In economics, "free trade creates additional wealth for all involved" is
closer to consensus among economists than is "the Earth is warming" is among
climatologists. The paper [1] that the OP references does itself say that
their conclusion is peculiar to the circumstances of China:

"While these results do not at all suggest that international trade is in the
aggregate harmful to nations--indeed, China's unprecedented rise from
widespread poverty bears testimony to trade's transformative economic power--
it makes clear that trade not only has benefits but also significant costs."

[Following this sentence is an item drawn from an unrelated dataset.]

PR #3831, opened 2020-03-04
add append and prepend to aiida_local_code_factory

pzarabadip:
This PR aims to add the ability of adding `append_text` and `prepend_text` to the `aiida_local_code_factory` which is need in writing tests for codes where we need to have these extra fields.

 _but NAFTA was a massive job killer_

As it happens, Don Boudreaux [2] just published something relating directly to
this:

"since NAFTA took effect Mexicans have invested more – 59 percent more, to be
precise – in manufacturing activities in the U.S. than Americans have invested
in manufacturing activities in Mexico."

Quoting Confucius again:

 _Obviously you 've never worked there!_

No, I haven't. But I've been there many times, and know many people who do
work there. What I've observed myself is that for the average person on the
street in Shanghai - say, someone making and selling pork buns, or a farmer
bringing in a cart of vegetables from the country - there seems to be a
significant laissez-faire attitude. At a larger scale - what we're talking
about for international trade - my perception is that while China may have
many barriers, knowing the right people and being able to "grease the wheels",
makes things proceed relatively easily. In America our regulations are taken
much more seriously - we don't have anything like their degree of corruption,
but we also don't have that as a means to get around onerous rules.

[1] [http://www.ddorn.net/papers/Autor-Dorn-Hanson-
ChinaShock.pdf](http://www.ddorn.net/papers/Autor-Dorn-Hanson-ChinaShock.pdf)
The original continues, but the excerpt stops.